Of all the lines below, return only those starting with the line holding "### How to test your changes?" and going on through the line holding "## Root Cause", exactly as written.

START Extracted records

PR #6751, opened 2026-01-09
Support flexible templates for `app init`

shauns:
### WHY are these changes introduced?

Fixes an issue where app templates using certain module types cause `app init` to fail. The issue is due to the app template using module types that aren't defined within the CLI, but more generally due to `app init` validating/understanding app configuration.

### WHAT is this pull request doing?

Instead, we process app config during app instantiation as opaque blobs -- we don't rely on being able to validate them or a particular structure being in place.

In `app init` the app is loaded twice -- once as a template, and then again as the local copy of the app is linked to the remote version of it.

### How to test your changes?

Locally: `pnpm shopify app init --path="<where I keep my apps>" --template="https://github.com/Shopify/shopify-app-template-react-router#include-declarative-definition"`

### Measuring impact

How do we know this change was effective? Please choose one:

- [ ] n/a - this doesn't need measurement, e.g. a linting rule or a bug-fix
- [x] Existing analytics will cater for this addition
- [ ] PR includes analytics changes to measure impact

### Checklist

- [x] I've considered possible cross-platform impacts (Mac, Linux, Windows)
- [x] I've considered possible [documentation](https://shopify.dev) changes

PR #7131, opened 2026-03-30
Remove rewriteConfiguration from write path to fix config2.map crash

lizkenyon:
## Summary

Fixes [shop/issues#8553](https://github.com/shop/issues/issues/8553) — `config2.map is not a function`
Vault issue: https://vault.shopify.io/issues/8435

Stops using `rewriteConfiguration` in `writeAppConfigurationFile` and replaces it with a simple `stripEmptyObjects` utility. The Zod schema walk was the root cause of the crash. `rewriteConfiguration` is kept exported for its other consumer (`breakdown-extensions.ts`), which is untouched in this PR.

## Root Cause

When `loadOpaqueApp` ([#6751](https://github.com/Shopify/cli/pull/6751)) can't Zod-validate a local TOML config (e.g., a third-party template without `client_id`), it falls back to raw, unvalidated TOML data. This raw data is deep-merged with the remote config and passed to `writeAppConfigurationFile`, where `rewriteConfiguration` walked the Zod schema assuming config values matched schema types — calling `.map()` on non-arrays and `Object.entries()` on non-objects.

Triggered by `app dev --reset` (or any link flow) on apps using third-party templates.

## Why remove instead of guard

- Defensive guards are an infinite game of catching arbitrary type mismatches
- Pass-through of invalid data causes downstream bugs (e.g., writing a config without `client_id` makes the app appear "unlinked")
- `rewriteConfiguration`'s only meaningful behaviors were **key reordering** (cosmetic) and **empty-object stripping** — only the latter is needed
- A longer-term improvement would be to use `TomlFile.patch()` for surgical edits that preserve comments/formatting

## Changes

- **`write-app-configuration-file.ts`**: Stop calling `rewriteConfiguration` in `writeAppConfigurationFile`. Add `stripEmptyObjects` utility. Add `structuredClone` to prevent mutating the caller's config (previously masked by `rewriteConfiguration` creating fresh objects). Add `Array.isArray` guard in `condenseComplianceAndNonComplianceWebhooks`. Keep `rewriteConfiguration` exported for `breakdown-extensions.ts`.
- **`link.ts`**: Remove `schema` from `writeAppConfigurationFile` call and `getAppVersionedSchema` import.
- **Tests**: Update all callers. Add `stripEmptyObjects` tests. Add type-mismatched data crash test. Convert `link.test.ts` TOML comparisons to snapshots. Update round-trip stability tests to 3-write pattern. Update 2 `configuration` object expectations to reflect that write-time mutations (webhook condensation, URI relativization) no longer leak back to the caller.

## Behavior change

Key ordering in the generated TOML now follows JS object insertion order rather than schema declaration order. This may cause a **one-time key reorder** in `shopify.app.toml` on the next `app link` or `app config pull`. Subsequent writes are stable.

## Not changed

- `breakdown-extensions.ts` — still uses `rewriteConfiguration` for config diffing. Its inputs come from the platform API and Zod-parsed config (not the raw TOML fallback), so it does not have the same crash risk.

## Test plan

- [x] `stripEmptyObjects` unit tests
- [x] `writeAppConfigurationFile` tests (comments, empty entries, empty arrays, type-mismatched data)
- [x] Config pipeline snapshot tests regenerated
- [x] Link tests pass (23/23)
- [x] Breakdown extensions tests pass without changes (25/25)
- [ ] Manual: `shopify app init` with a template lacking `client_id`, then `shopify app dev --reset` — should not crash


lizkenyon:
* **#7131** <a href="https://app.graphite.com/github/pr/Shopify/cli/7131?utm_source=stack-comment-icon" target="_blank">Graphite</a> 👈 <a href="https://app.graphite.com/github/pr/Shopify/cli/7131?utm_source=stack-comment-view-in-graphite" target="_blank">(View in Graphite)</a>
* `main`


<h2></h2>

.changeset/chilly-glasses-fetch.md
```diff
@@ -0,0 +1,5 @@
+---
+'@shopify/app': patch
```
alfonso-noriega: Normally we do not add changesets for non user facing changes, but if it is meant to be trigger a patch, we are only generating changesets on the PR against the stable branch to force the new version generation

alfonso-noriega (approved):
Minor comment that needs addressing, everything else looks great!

END Extracted records

- Written solution
### How to test your changes?

Locally: `pnpm shopify app init --path="<where I keep my apps>" --template="https://github.com/Shopify/shopify-app-template-react-router#include-declarative-definition"`

### Measuring impact

How do we know this change was effective? Please choose one:

- [ ] n/a - this doesn't need measurement, e.g. a linting rule or a bug-fix
- [x] Existing analytics will cater for this addition
- [ ] PR includes analytics changes to measure impact

### Checklist

- [x] I've considered possible cross-platform impacts (Mac, Linux, Windows)
- [x] I've considered possible [documentation](https://shopify.dev) changes

PR #7131, opened 2026-03-30
Remove rewriteConfiguration from write path to fix config2.map crash

lizkenyon:
## Summary

Fixes [shop/issues#8553](https://github.com/shop/issues/issues/8553) — `config2.map is not a function`
Vault issue: https://vault.shopify.io/issues/8435

Stops using `rewriteConfiguration` in `writeAppConfigurationFile` and replaces it with a simple `stripEmptyObjects` utility. The Zod schema walk was the root cause of the crash. `rewriteConfiguration` is kept exported for its other consumer (`breakdown-extensions.ts`), which is untouched in this PR.

## Root Cause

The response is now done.